*** Records provided Section Begins ***

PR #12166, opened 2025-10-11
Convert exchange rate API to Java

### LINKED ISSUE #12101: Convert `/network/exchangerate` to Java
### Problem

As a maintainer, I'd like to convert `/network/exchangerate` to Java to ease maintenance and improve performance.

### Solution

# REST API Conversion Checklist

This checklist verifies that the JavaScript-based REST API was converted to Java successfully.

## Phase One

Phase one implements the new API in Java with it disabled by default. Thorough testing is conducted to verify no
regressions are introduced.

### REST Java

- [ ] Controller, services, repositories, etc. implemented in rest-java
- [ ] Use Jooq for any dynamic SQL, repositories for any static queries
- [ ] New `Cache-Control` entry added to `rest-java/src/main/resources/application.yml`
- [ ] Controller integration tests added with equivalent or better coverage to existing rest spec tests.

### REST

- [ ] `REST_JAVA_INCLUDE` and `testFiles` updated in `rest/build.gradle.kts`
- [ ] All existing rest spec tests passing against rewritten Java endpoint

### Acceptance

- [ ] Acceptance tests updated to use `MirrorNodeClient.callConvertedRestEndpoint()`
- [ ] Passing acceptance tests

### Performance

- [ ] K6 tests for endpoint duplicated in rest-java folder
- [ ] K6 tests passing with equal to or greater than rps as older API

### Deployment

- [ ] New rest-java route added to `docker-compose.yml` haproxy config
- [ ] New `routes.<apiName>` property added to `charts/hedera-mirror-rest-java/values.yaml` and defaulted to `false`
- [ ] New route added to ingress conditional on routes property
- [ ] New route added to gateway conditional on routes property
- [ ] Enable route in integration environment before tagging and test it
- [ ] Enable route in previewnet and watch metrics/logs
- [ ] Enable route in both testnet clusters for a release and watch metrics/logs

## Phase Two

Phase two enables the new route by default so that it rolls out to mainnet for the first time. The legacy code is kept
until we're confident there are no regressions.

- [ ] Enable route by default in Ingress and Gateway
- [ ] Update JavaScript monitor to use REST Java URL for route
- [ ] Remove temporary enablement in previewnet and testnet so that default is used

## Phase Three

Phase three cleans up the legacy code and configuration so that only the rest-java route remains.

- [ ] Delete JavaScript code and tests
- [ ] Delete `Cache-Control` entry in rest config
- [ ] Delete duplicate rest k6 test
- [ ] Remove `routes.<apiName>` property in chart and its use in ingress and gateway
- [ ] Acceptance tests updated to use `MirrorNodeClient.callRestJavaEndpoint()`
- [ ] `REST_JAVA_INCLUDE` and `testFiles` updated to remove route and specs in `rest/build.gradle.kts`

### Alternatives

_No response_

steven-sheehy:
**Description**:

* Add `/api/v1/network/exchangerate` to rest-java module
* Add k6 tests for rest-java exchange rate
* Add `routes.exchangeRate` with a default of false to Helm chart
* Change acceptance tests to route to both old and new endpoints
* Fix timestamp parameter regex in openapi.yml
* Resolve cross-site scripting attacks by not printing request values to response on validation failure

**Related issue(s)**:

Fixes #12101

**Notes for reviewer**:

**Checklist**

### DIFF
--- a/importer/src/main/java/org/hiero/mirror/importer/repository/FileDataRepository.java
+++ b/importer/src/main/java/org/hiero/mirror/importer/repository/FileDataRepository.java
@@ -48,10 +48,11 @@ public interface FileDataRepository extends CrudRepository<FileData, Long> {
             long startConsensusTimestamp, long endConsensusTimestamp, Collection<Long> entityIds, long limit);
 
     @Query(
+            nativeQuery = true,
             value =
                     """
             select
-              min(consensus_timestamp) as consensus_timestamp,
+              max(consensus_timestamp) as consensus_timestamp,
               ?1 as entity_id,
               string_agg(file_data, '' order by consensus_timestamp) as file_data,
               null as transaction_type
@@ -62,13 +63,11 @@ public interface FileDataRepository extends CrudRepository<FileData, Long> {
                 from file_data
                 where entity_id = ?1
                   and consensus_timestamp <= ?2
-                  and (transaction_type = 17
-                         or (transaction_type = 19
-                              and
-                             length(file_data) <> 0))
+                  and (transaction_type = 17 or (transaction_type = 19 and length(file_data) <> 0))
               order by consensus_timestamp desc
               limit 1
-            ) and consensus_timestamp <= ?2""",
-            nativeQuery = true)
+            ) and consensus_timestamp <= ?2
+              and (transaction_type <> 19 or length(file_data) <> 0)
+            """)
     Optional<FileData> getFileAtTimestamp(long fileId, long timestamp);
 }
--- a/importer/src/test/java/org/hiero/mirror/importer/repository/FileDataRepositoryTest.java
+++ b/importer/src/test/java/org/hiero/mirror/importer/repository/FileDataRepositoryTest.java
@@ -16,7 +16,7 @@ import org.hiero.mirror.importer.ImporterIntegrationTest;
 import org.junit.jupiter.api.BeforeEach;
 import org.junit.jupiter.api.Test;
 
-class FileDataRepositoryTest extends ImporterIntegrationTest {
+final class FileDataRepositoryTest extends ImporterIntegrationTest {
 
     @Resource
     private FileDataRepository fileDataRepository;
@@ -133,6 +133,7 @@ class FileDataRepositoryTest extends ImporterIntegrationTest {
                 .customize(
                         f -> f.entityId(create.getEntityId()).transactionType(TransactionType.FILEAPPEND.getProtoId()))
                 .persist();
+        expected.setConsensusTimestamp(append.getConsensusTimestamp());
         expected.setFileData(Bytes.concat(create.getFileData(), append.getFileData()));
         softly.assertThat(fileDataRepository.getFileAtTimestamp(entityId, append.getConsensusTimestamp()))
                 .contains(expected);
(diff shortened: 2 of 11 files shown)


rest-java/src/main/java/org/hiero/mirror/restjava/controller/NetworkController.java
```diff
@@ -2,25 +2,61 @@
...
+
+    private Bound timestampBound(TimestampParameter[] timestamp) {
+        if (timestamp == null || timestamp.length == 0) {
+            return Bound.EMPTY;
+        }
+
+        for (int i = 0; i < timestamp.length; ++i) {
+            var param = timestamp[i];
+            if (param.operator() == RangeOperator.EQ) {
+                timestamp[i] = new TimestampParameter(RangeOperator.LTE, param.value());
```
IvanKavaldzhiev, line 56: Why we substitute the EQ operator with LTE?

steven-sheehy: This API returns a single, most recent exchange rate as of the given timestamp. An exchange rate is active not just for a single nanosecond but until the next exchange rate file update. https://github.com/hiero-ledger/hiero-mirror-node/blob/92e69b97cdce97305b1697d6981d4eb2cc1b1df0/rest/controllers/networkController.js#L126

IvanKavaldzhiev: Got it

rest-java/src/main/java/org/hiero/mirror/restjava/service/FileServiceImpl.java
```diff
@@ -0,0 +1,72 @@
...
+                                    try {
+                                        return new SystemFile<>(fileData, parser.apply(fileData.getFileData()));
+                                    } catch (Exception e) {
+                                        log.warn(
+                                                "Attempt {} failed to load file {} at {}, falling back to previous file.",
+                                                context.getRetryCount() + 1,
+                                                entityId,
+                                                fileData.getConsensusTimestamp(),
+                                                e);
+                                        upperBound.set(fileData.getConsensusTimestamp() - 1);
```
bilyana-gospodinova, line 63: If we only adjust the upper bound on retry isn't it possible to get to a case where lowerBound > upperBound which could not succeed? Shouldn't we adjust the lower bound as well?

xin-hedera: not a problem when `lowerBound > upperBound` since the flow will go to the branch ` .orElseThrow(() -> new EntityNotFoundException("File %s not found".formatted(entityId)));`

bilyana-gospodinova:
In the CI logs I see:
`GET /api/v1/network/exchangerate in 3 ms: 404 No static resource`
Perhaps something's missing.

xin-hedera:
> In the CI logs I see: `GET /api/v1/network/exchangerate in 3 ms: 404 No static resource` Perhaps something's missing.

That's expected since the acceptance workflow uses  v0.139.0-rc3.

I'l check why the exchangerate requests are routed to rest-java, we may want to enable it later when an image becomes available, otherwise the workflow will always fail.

*** Records provided Section Ends ***
*** Records provided Section Begins ***

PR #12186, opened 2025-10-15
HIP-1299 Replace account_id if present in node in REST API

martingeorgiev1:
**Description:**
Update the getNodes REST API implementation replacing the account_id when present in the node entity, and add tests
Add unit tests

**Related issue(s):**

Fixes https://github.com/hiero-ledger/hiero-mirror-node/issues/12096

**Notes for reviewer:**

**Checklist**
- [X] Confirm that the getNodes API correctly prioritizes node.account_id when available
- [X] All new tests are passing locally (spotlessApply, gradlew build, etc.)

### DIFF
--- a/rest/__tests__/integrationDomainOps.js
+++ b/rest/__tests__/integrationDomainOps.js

*** Records provided Section Ends ***
*** Records provided Section Begins ***

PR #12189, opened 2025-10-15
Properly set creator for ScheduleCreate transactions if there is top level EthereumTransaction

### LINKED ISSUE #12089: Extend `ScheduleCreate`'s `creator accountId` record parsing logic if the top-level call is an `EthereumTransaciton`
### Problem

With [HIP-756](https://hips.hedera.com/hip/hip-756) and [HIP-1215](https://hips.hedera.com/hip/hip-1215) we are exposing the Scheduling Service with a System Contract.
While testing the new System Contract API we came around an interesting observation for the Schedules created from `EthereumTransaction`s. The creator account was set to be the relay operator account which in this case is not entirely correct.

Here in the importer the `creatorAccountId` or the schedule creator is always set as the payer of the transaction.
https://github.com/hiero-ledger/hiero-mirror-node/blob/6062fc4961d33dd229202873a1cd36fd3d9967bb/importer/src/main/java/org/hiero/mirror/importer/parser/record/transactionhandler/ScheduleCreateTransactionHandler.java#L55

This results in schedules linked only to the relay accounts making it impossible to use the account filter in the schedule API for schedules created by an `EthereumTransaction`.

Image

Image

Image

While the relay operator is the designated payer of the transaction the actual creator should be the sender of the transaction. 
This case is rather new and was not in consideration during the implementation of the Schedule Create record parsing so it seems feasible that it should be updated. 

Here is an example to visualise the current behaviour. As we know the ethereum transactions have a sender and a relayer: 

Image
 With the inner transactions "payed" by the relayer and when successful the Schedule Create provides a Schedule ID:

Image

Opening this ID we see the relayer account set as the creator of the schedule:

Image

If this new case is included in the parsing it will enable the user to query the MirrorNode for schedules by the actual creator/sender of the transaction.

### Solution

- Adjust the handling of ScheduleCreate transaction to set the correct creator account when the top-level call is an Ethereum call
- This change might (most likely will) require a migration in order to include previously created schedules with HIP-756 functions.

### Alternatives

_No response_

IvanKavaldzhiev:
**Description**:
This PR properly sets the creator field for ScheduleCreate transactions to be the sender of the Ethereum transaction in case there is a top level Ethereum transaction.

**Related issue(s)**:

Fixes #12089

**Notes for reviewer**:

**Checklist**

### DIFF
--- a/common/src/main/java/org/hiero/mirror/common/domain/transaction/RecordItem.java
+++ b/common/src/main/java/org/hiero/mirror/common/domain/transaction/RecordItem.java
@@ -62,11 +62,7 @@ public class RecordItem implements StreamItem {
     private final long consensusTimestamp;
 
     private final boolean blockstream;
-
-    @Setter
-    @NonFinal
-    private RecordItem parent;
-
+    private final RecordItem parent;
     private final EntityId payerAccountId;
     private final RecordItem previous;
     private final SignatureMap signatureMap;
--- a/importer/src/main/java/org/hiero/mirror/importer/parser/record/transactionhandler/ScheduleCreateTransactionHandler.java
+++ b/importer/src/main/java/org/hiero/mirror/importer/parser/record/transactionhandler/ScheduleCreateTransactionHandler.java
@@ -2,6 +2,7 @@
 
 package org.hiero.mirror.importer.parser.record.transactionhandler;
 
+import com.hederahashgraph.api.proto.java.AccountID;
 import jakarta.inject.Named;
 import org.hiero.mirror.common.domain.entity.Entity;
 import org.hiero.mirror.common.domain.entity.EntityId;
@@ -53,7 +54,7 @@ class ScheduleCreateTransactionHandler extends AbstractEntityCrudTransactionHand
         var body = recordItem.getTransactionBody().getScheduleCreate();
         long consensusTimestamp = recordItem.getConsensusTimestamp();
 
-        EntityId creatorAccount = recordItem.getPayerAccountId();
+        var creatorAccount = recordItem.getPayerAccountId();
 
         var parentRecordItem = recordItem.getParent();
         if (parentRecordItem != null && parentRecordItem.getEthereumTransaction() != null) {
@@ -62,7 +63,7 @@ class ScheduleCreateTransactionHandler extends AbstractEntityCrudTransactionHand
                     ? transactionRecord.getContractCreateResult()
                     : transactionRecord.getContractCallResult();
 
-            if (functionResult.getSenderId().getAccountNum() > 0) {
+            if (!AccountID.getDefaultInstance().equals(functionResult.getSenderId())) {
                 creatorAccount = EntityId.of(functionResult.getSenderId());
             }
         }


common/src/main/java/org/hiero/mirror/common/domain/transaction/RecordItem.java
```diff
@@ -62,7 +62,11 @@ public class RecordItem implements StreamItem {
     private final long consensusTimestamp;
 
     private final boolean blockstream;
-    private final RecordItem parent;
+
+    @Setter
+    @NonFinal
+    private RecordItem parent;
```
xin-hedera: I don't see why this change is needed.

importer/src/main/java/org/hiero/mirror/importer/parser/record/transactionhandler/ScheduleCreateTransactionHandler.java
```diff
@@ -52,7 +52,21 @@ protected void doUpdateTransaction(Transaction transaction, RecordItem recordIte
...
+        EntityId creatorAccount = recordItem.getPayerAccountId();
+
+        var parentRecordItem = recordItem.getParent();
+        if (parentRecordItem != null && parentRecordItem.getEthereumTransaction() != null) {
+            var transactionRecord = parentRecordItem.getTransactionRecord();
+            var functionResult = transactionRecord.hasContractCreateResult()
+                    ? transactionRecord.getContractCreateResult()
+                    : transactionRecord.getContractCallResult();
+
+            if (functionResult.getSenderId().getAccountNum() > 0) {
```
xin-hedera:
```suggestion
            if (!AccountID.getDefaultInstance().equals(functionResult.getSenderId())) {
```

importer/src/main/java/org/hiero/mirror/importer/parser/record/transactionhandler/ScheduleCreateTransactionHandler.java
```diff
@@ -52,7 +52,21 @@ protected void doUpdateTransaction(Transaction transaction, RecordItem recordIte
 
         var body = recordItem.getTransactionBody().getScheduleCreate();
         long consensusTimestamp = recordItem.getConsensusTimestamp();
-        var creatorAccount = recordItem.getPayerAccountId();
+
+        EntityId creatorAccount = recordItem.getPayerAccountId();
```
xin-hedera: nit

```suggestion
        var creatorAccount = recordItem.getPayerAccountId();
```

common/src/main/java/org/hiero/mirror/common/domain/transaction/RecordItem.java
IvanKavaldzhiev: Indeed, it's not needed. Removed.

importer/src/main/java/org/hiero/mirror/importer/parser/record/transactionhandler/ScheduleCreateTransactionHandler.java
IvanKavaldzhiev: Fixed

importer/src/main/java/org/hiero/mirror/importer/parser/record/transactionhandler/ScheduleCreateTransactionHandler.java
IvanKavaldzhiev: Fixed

*** Records provided Section Ends ***

= Task instructions =
Scan the records above for the lines holding "- [ ] All existing" and "## Phase Three". Transcribe those two and every line between them word for word, and no others.

= Expected answer =
- [ ] All existing rest spec tests passing against rewritten Java endpoint

### Acceptance

- [ ] Acceptance tests updated to use `MirrorNodeClient.callConvertedRestEndpoint()`
- [ ] Passing acceptance tests

### Performance

- [ ] K6 tests for endpoint duplicated in rest-java folder
- [ ] K6 tests passing with equal to or greater than rps as older API

### Deployment

- [ ] New rest-java route added to `docker-compose.yml` haproxy config
- [ ] New `routes.<apiName>` property added to `charts/hedera-mirror-rest-java/values.yaml` and defaulted to `false`
- [ ] New route added to ingress conditional on routes property
- [ ] New route added to gateway conditional on routes property
- [ ] Enable route in integration environment before tagging and test it
- [ ] Enable route in previewnet and watch metrics/logs
- [ ] Enable route in both testnet clusters for a release and watch metrics/logs

## Phase Two

Phase two enables the new route by default so that it rolls out to mainnet for the first time. The legacy code is kept
until we're confident there are no regressions.

- [ ] Enable route by default in Ingress and Gateway
- [ ] Update JavaScript monitor to use REST Java URL for route
- [ ] Remove temporary enablement in previewnet and testnet so that default is used

## Phase Three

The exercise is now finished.